Thursday, January 7, 2016

Charlie Hebdo anniversary: Paris police shoot man dead

French police have shot dead a man who was apparently trying to attack a police station on the anniversary of the Charlie Hebdo attacks.
The suspect was carrying a meat cleaver and wearing a dummy suicide vest.
Minutes earlier, President Francois Hollande had praised police in a speech commemorating the January 2015 Paris killings.
Gunmen murdered 17 people in a series of attacks, including at Charlie Hebdo magazine and a Jewish supermarket.
In his address, Mr Hollande said 5,000 extra police and gendarmes would be added to existing forces by 2017 in an "unprecedented" strengthening of French security.
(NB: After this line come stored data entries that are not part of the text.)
PR #10782, opened 2025-10-17
feat(multipart-parser): add ReadableStream support for multipart parts

Nyoxis:
This PR implements native `ReadableStream` support for multipart parts, aiming to align streaming with standard web streams and the Fetch API.

This is a **breaking change** intended to improve streaming efficiency and API consistency.

Please refer to the related discussion for design rationale, trade-offs, and ongoing feedback: #10781

Also aware of another multipart streaming PR implementing a callback-based chunking approach: #10764 

Feedback is welcome, especially regarding API design and backward compatibility.

### DIFF
--- a/packages/multipart-parser/src/lib/multipart.node.ts
+++ b/packages/multipart-parser/src/lib/multipart.node.ts
@@ -30,15 +30,21 @@ export class StreamedMultipartPart extends MultipartPart {
     this.contentReadable = Readable.fromWeb(webMultipartPart.content as NodeReadableStream<Uint8Array>)
     this.#webMultipartPart = webMultipartPart
   }
-
+  /**
+   * Consumes stream of content into buffered content,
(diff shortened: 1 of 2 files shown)


mjackson:
The current design of the parser is to buffer each part as it is read from the stream because buffers are easier to work with in many instances. Servers that rely on multipart-parser for parsing multipart Request bodies should have enough memory to buffer a single part of the request payload at a time. For the majority of servers and workloads, this should not be a problem. Even highly constrained worker environments like [Cloudflare Workers offer 128MB](https://developers.cloudflare.com/workers/platform/limits/#memory).

You can use [the `maxFileSize` option](https://github.com/remix-run/remix/tree/main/packages/multipart-parser#limiting-file-upload-size) to limit the maximum size of file uploads so you don't exhaust the memory on your server.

The Paris prosecutor's office says it is opening a terrorism investigation into the incident on Thursday, which took place in the 18th district in northern Paris.
French officials say the suspect, who was wielding the butcher's knife, shouted "Allahu Akbar!" (God is Great) outside a police station in Goutte d'Or, near Montmartre, before police shot and killed him.
A piece of paper with an Islamic State flag and claim for the attack written in Arabic was found on his body.
Bomb disposal experts were brought in after wires were seen extending from his body, but officials later said a belt he was wearing did not contain any explosives.
Anti-terror police and French intelligence services are treating the incident as a case of attempted murder.
Following the attack, a cordon was been set up around the area, and security was boosted at schools and on public transport networks in the city.